The days of walling off the outside world to protect your network are quickly going the way of the Dodo. Thanks to the extraordinary growth of remote workforces, the adoption of cloud-based networking, and new cyber threats, the old network security model just no longer works.
In this time of ultimate shareability and interconnectedness, threats can come from any angle—including inside your network. Enter the Zero Trust security framework. By trusting none and verifying all, Zero Trust can make any network, home of business, become Fort Knox.
With the old “castle and moat” style of protecting networks going by the wayside, many speculate that VPNs will follow suit. So what does this all mean for the security of your data and will you still be using a VPN in a few years time? Let’s dig in to find out more and see what the future holds for your network security.
What is Zero Trust?
NordLayer
Despite huge investments in firewalls and VPNs, organizations and even individuals are finding that they’re still vulnerable. This is down to the inherent flatness of most networks. Once hackers are able to penetrate a network, they can easily move around without worrying about additional security checks. Zero Trust is a way to combat this type of unwanted access.
Zero Trust architecture might sound like some newfangled technology, but it’s really just a strategy used for network security. It’s a type of cybersecurity methodology rather than any single program or application.
The basic idea behind Zero Trust is to, well, trust no one. Pretty simple right? In reality it takes the form of better and more comprehensive authentication in front of a service; principles such as ‘least access needed’, and the assumption that the network is always under attack, guide this model.
Why is this authentication important? Take a castle as an example. A traditional VPN acts as the moat surrounding the castle. This makes it difficult to get in, but once inside you’re able to roam about freely.
Zero Trust security on the other hand can be thought of as castle guards. They’re posted at every doorway, acting as gatekeepers for that area. Anytime you want to move to another room in the castle, you need to gain permission from that area’s guard. This level of comprehensive security is much better at limiting the damage that an intruder can do if they manage to get inside.
The principles of Zero Trust are already being used by some forward-thinking organizations and companies, but it’s only a matter of time before the same ideas will be leveraged for use in home networks and personal applications as well.
Will Zero Trust replace VPNs?
Due to the very nature of Zero Trust, traditional VPNs are facing a reckoning. Because Zero Trust architecture is very effective at keeping networks secure, some in the security community argue that it threatens to replace VPNs as a method for remote access.
Personally, I don’t think that will be the case. Zero Trust may become a default practice for companies in the future, but this doesn’t mean that VPNs will go the way of the dinosaurs though.
Sam Singleton
They still provide myriad benefits when it comes to both professional and personal privacy. Just because you’re accessing a Zero Trust service that’s authenticating every step of the way doesn’t mean your activities are private; someone who’s watching your traffic can still piece together everything you’re doing.

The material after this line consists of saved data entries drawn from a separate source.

PR #206, opened 2020-07-04
Do not call isGoalReached on controller when mbf_tolerance_check parameter is true

corot:
With this PR, we check if we have arrived instead of asking the controller. Current code considers that we have arrived when EITHER the controller or MBF consider that we have arrived, what is much less useful and confusing. You cannot, for example, enforce a higher precision than usual without calling controller dynamic reconfigure (assuming it has).

Caveat: as described in #213, MBF won't check if the robot is stopped when `check_goal_reached` is true, what is dangerous. As explained in the issue, it would be better instead to always delegate the arrived check to the controller, but pass him the tolerances provided in the goal when requested.

I also rename `mbf_tolerance_check` as `check_goal_reached`, as we are checking if we have arrived, independently of tolerances.

### DIFF
--- a/mbf_abstract_nav/include/mbf_abstract_nav/abstract_controller_execution.h
+++ b/mbf_abstract_nav/include/mbf_abstract_nav/abstract_controller_execution.h
@@ -311,13 +311,13 @@ namespace mbf_abstract_nav
     //! the last set plan which is currently processed by the controller
     std::vector<geometry_msgs::PoseStamped> plan_;
 
-    //! the duration which corresponds with the controller frequency.
+    //! the duration which corresponds with the controller frequency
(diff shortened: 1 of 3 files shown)


spuetz:
Hmmm this is now used in several projects... I would prefer to keep the name.

corot:
> Hmmm this is now used in several projects... I would prefer to keep the name.

Keep issue #213 in mind... if using this parameter, you can finish way off of the goal, as we are not checking if the robot is stopped at the goal. I'm mostly in favor of removing this feature entirely.

corot:
> Hmmm this is now used in several projects... I would prefer to keep the name.

Yup, that's why we do for noetic

spuetz (changes requested):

A VPN remains the best way of obfuscating your traffic and keeping it out of sight from prying eyes. Seeing as how Zero Trust architecture and VPNs don’t inherently conflict with one another, it’s most likely that Zero Trust is something that will be used in tandem with a VPN rather than its direct replacement in the future.

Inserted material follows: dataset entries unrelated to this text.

PR #273, opened 2021-07-08
Lock less aggressively slot_map_mtx_, so sending a new goal when canceling doesn't freeze MBF

corot:
We are locking the access to concurrency_slots_ map when doing any operation, as start and cancel. That's not needed. Interators to map [don't get invalidated by adding new entries to the map](https://www.cplusplus.com/reference/map/map/insert/), and we are not removing concurrency slots other than in shutdown.

With the current master, if we receive a new goal while performing a lengthy cancel (e.g. because we want to handle a smooth stop, as requested on [this PR](https://github.com/magazino/move_base_flex/pull/172)), MBF will freeze, as we lock twice slot_map_mtx_, [here](https://github.com/magazino/move_base_flex/pull/273/files#diff-9dd967a72350032851289ad39d52abbf057bc9ed6c90f61b0a06c5bd673c1fbaL140) and [here](https://github.com/magazino/move_base_flex/pull/273/files#diff-9dd967a72350032851289ad39d52abbf057bc9ed6c90f61b0a06c5bd673c1fbaL178).

With this PR, we accept the new goal, wait for the previous cancel to complete, and then execute the new goal.

### DIFF
--- a/mbf_abstract_nav/include/mbf_abstract_nav/abstract_action_base.hpp
+++ b/mbf_abstract_nav/include/mbf_abstract_nav/abstract_action_base.hpp
@@ -138,9 +138,7 @@ public:
     }
     else
     {
-      slot_map_mtx_.lock();
-      typename ConcurrencyMap::iterator slot_it = concurrency_slots_.find(slot);
-      slot_map_mtx_.unlock();
+      typename ConcurrencyMap::iterator slot_it = findSlot(slot);
       if (slot_it != concurrency_slots_.end() && slot_it->second.in_use)
       {
         // if there is already a plugin running on the same slot, cancel it
@@ -179,9 +177,7 @@ public:
   {
     uint8_t slot = goal_handle.getGoal()->concurrency_slot;
 
-    slot_map_mtx_.lock();
-    typename ConcurrencyMap::iterator slot_it = concurrency_slots_.find(slot);
-    slot_map_mtx_.unlock();
+    typename ConcurrencyMap::iterator slot_it = findSlot(slot);
     if (slot_it != concurrency_slots_.end() && slot_it->second.execution)
     {
       slot_it->second.execution->cancel();
@@ -210,7 +206,8 @@ public:
     typename ConcurrencyMap::iterator iter;
     for (iter = concurrency_slots_.begin(); iter != concurrency_slots_.end(); ++iter)
     {
-      iter->second.execution->reconfigure(config);
+      if (iter->second.execution)
+        iter->second.execution->reconfigure(config);
     }
   }
 
@@ -222,7 +219,8 @@ public:
     typename ConcurrencyMap::iterator iter;
     for (iter = concurrency_slots_.begin(); iter != concurrency_slots_.end(); ++iter)
     {
-      iter->second.execution->cancel();
+      if (iter->second.execution)
+        iter->second.execution->cancel();
     }
     threads_.join_all();
   }
@@ -236,6 +234,11 @@ protected:
 
   boost::mutex slot_map_mtx_;
 
+  typename ConcurrencyMap::iterator findSlot(uint8_t slot)
+  {
+    boost::lock_guard<boost::mutex> guard(slot_map_mtx_);
+    return concurrency_slots_.find(slot);
+  }
 };
 
 }
--- a/mbf_abstract_nav/include/mbf_abstract_nav/abstract_action_base.hpp
+++ b/mbf_abstract_nav/include/mbf_abstract_nav/abstract_action_base.hpp
@@ -110,6 +110,7 @@ public:
     // cleanup threads used on executions
     // note: cannot call cancelAll, since our mutex is not recursive
     boost::lock_guard<boost::mutex> guard(slot_map_mtx_);
+
     typename ConcurrencyMap::iterator slot_it = concurrency_slots_.begin();
     for (; slot_it != concurrency_slots_.end(); ++slot_it)
     {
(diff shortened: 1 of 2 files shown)


mbf_abstract_nav/include/mbf_abstract_nav/abstract_action_base.hpp
```diff
@@ -131,28 +132,31 @@ class AbstractActionBase
...
       typename ConcurrencyMap::iterator slot_it = concurrency_slots_.find(slot);
-      if (slot_it != concurrency_slots_.end() && slot_it->second.in_use) {
+      slot_map_mtx_.unlock();
+      if (slot_it != concurrency_slots_.end() && slot_it->second.in_use)
+      {
         // if there is already a plugin running on the same slot, cancel it
         slot_it->second.execution->cancel();
 
-        if (slot_it->second.thread_ptr->joinable()) {
+        if (slot_it->second.thread_ptr->joinable())
```
dorezyuk, line 147: not sure why you formatted this. did you run `git clang-format master`?

dorezyuk:
I like the idea, but the mutex also protected us from concurrent access to the members of the iterator. 

From the quick look we might for example run into problems when calling start and cancel "concurrently" (assuming we first call start).
```
// inside AbtractActionBase::start
// if slot_it is newly created the execution is nullptr
      slot_it->second.execution = execution_ptr;
```
```
// inside AbtractActionBase::cancel
    concurrency_slots_[slot].execution->cancel();
```
would be a nullptr deref.

If its not a nullptr, we still might call cancel on a execution, which hasn't started and would then miss the cancel

mbf_abstract_nav/include/mbf_abstract_nav/abstract_action_base.hpp
corot: The idea was to format little by little with the PRs, right?
I can undo, anyway

dorezyuk: sure, but not at random :grin:

corot:
> If its not a nullptr, we still might call cancel on a execution, which hasn't started and would then miss the cancel

check added.  we can take care of the possible corner cases; but getting frozen as now is not an option!   :skull:

mbf_abstract_nav/include/mbf_abstract_nav/abstract_action_base.hpp
```diff
@@ -203,7 +208,7 @@ class AbstractActionBase
     boost::lock_guard<boost::mutex> guard(slot_map_mtx_);
 
     typename ConcurrencyMap::iterator iter;
-    for(iter = concurrency_slots_.begin(); iter != concurrency_slots_.end(); ++iter)
+    for (iter = concurrency_slots_.begin(); iter != concurrency_slots_.end(); ++iter)
     {
       iter->second.execution->reconfigure(config);
```
dorezyuk: this might be a null ptr access

mbf_abstract_nav/include/mbf_abstract_nav/abstract_action_base.hpp
```diff
@@ -213,8 +218,9 @@ class AbstractActionBase
   {
     ROS_INFO_STREAM_NAMED(name_, "Cancel all goals for \"" << name_ << "\".");
     boost::lock_guard<boost::mutex> guard(slot_map_mtx_);
+
     typename ConcurrencyMap::iterator iter;
-    for(iter = concurrency_slots_.begin(); iter != concurrency_slots_.end(); ++iter)
+    for (iter = concurrency_slots_.begin(); iter != concurrency_slots_.end(); ++iter)
     {
       iter->second.execution->cancel();
```
dorezyuk: this might also be a nullptr

mbf_abstract_nav/include/mbf_abstract_nav/abstract_action_base.hpp
```diff
@@ -175,11 +179,12 @@ class AbstractActionBase
...
 
-    boost::lock_guard<boost::mutex> guard(slot_map_mtx_);
+    slot_map_mtx_.lock();
     typename ConcurrencyMap::iterator slot_it = concurrency_slots_.find(slot);
-    if (slot_it != concurrency_slots_.end())
+    slot_map_mtx_.unlock();
+    if (slot_it != concurrency_slots_.end() && slot_it->second.execution)
     {
-      concurrency_slots_[slot].execution->cancel();
+      slot_it->second.execution->cancel();
```
dorezyuk, line 183: while we have ruled out that this will be a nullptr, it seems to me that we still might face a race condition  the cancel might be called before the start - missing the cancel request

mbf_abstract_nav/include/mbf_abstract_nav/abstract_action_base.hpp
```diff
@@ -175,11 +179,12 @@ class AbstractActionBase
   {
     uint8_t slot = goal_handle.getGoal()->concurrency_slot;
 
-    boost::lock_guard<boost::mutex> guard(slot_map_mtx_);
+    slot_map_mtx_.lock();
     typename ConcurrencyMap::iterator slot_it = concurrency_slots_.find(slot);
```
dorezyuk: just as an idea: would it make sense to write a function which looks like
```
typename ConcurrencyMap::iterator AbstractActionBase::findSlot(uint_8 _key) {
 boost::scoped_lock<...> lock;
return concurrency_slots.find(_key)
}

```

dorezyuk:
@corot  Do you mean with "freeze" as in deadlock (the node then just sits there and never recovers)? If yes, can you explain how this is happening?

mbf_abstract_nav/include/mbf_abstract_nav/abstract_action_base.hpp
corot: yes, I like it

mbf_abstract_nav/include/mbf_abstract_nav/abstract_action_base.hpp
corot: We need to define what's the expected results if a new goal comes right after the cancel. In the particular case you mention, I think the new goal superseeds the cancel and we proceed to execute it

corot:
> @corot Do you mean with "freeze" as in deadlock (the node then just sits there and never recovers)? If yes, can you explain how this is happening?

Yep, the node freezes and don't even react to rosnode kill signal. To be honest, I cannot explain how this happens, because even when we return the cancel, we don't recover (I would expect that the new goal starts then, as the lock is released,,, but somehow this doesn't happen!   we never release the lock)

Reproducing is easy, though. Implement the cancel method of your controller, e.g.

```
  bool cancel() {
    for (int i = 0; i < 50; ++i) {
      ROS_INFO("cancel %d...",i+1/5);
      ros::spinOnce();
      ros::Duration(0.1).sleep();

    }
    ROS_INFO("cancel DONE!");
    return true;
  };
```
The spinOnce is important, because otherwise MBF won't call start and cancel simultaneously. This sounds like solving the problem, but then your controller won't get ANY info, e.g. velocity feedback.

Then u send any path to exe_path, cancel it and send it again within 5 seconds

corot:
After reconsidering this PR, I have another proposal for handling smooth cancel, without the need of blocking the cancel callback #274. Early feedback more than welcome!! :pray:

corot:
Closed in favor of #274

Zero Trust and VPNs to protect your data, the power of friendship
As more and more people begin working from home, their home networks will begin to grow larger and more complex. Wireless routers and access points will then become juicy targets for hackers to compromise private data.
Zero Trust security at home can take the form of multi-factor authentication (MFA) on all personal accounts. We are already seeing MFAs such as Face ID, personal USB hardware tokens, and passkeys becoming more popular. Windows 11 now allows users to easily setup and start using biometric passkeys with the right equipment.
Unfortunately, there are no current packaged solutions to Zero Trust at home. Until it becomes more ubiquitous, you’ll need to take it upon yourself to follow these practices. Utilizing things such as the aforementioned MFA, network segmentation, and strong firewalls are a good start. This is in addition to using a good VPN. When working from home or connecting to a company network, it’s always a good idea to use a VPN—even if your company doesn’t require it.
Zero Trust security won’t replace VPNs, but it does stand to make them better in ways that most people won’t even be aware of. In the future, it’ll become essential for VPN providers to keep customer data safe through Zero Trust practices—and be able to prove it as well. This behind the scenes benefit figures to reap huge benefits for the security of customer data.
Already major VPNs are starting to make it part of their privacy practices. ExpressVPN recently updated its Trust Center policies to include new core tenets such as “Embracing Zero Trust”, “Employing zero-knowledge encryption”, and “Principle of least privilege”. I expect to see more VPNs jump on board with similar privacy policy guidelines as well.
Why an ESR iPhone accessory makes the perfect Christmas gift
This is all great news for all VPN users, not just the privacy-conscious. With VPNs enacting more Zero Trust security practices to keep user data safe on the backend, they are doing their part. But until Zero Trust becomes common practice across all networks and accounts, we’ll need to take it upon ourselves to go the extra mile and protect ourselves at home.